Spaceman is loosely based on the story of Major League Baseball pitcher Bill ‘Spaceman” Lee. If you love baseball, and are a fan of Bill, then this is the film for you. The first half of the film shows Bill’s quick spiral down and falling out of the league. Surrounded by a green fog Bill allows his emotions to get the best of him and talks himself out of a career. However, the last half of the film focuses on his love for the game, and his search to find any league door cracked open just enough that he can squeeze back in. Bill’s tenacity and refusal to accept defeat lead him to once again find his purpose.
I wasn’t quite sure what to expect from this film having only watched the trailer, but it definitely wasn’t anything close to what I had imagined. I can’t speak of the man himself since I didn’t follow baseball back in Bill’s golden days. My only introduction to Bill is this film, and in the end it left me wanting to know more. However, it took me half of the film to really get into the story. I’m not a fan of the Fear and Loathing style of the first half. I get why it is part of the story, but it seemed too forced. I lost interest many times and almost quit watching. However, it was Josh Duhamel’s performance that kept me glued to the screen. Josh portrays Bill with such honestly and heart that you can’t stop watching even if you really want to. Once the film crossed over the half way mark (and dropped the drug induced story-telling) I was hooked.
I absolutely love the last half of the film. That is more what I was expecting. Watching the desperation turn Bill’s cockiness into humbleness is worth the price of admission. He has such a profound character arc that is rarely seen in the sports genre. Most typical sports films have a protagonist that fights an uphill battle to victory. But Spaceman flips the script. Instead of watching someone climb up the ranks to get a spot on the field we instead are witness to a man at the top of his game falling to rock bottom. Bill is both the protagonist and his own antagonist.

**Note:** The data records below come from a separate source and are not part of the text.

PR #2794, opened 2021-09-13
feat(react): allow markdown in FormLabel description, allow `as` prop in custom Link component

karrui:
## Problem

Some designs in Figma contains Form label descriptions with links. This seemed easier to achieve in markdown and thus the ability for markdown in FormLabel.Description is implemented.

See 
Screenshot 2021-09-13 at 10 50 34 PM

Whilst doing so, realize the `Link` component cannot be re-morphed into another type using the `as` prop which is a common in ChakraUI.  This commit was cherry picked from commit 22faa66 in #2683.

## Solution

**Features**:

- Add `useMarkdown` prop in FormLabel.Description and `useMarkdownForDescription` prop in the main FormLabel component to allow markdown in form label descriptions.
- Allow `as` prop in custom Link component

## Before & After Screenshots
New story added in Storybook for markdown in form label description.

### DIFF
--- a/frontend/src/components/FormControl/FormLabel/FormLabel.tsx
+++ b/frontend/src/components/FormControl/FormLabel/FormLabel.tsx
@@ -1,4 +1,5 @@
 import { useMemo } from 'react'
+import ReactMarkdown from 'react-markdown'
 import {
   Box,
   FormHelperText,
@@ -13,6 +14,7 @@ import {
 } from '@chakra-ui/react'
 
 import { BxsHelpCircle } from '~assets/icons/BxsHelpCircle'
+import { useMdComponents } from '~hooks/useMdComponents'
 
 export interface FormLabelProps extends ChakraFormLabelProps {
   /**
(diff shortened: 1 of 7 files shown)


frontend/src/components/FormControl/FormLabel/FormLabel.tsx
```diff
@@ -52,6 +59,7 @@ export const FormLabel = ({
   tooltipText,
   questionNumber,
   description,
+  useMarkdownForDescription,
```
mantariksh, line 62: should this have a default?

frontend/src/components/FormControl/FormLabel/FormLabel.tsx
```diff
@@ -73,18 +81,25 @@ export const FormLabel = ({
...
 
 FormLabel.Label = ChakraFormLabel
 
+interface FormLabelDescriptionProps extends TextProps {
+  useMarkdown?: boolean
+  children: string
+}
 const FormLabelDescription = ({
   children,
+  useMarkdown,
```
mantariksh, line 100: should this have a default?

mantariksh (approved):

frontend/src/components/FormControl/FormLabel/FormLabel.tsx
karrui: add default of `false`, which is the same effect but more explicit

PR #2806, opened 2021-09-14
feat(design-system): add vertical line variant to Tabs

karrui:
## Problem

This PR implements the figma component known as Side Navigation, used in Settings page.

## Solution

**Features**:

- feat(theme): add styling for vertical tab component
- feat: add new story for vertical line variant

**Improvements**:

- style(Tabs): styling of tabs to only apply to overridden variants
- feat(theme): add defined sizing only to custom tab variants
- refactor(theme): update variant line-light theme function names

## Before & After Screenshots
Add new vertical line story to Storybook

### DIFF
--- a/frontend/src/components/Tabs/Tabs.stories.tsx
+++ b/frontend/src/components/Tabs/Tabs.stories.tsx
@@ -21,7 +21,7 @@ export default {
 } as Meta
 
 const TabTemplate: Story<TabsProps> = (args) => {
-  const contentFontColour = args.variant === 'line-light' ? 'black' : 'white'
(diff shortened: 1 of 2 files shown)


tshuli:
Just to check, the tab width changes in active state resulting in the page shifting around - is this intended behavior?
recording

karrui:
> Just to check, the tab width changes in active state resulting in the page shifting around - is this intended behavior?

Yeah, the caller can add a min width attribute if needed; I don't think it's the responsibility of this component to do so

tshuli (approved):
thanks! lgtm otherwise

If you are a fan of Josh Duhamel, and I’m assuming most everyone is since Josh’s career has spanned from soaps (All My Children) to comedy (Win a Date with Tad Hamilton!), action (Transformers) to drama (Lost in the Sun) and of course romance (Safe Haven), you will absolutely fall in love with his portrayal of Bill “Spaceman” Lee. I can’t think of another character Josh has played that shows such vulnerability and subtle emotion lying underneath the rocky surface. Josh is able to bounce back and forth from Bill’s crazy antics and insane outbursts to the love he has for his children and his passion for baseball. It’s like watching a powder keg that has been lit but has a very long fuse. You know it is going to explode, but the tension leading up to the moment is what really gets you. Josh perfectly balances on the line between Bill’s reality and strung out expectations. I can easily say that this is Josh’s best performance to date. We are so used to seeing him play the typical leading man that it was nice to finally see him really get to stretch his acting chops in more of a cracked wide open character role. There aren’t many leading men who can play unusual characters so I think Josh will be enjoying this game well past retirement just like the “Spaceman”.
All in all, Spaceman is a great story with a unique spin. Bill “Spaceman” Lee proves that anyone can defy the odds, the rules and the game.
*Spaceman is currently playing in theaters and is also available on VOD. Check your local listings.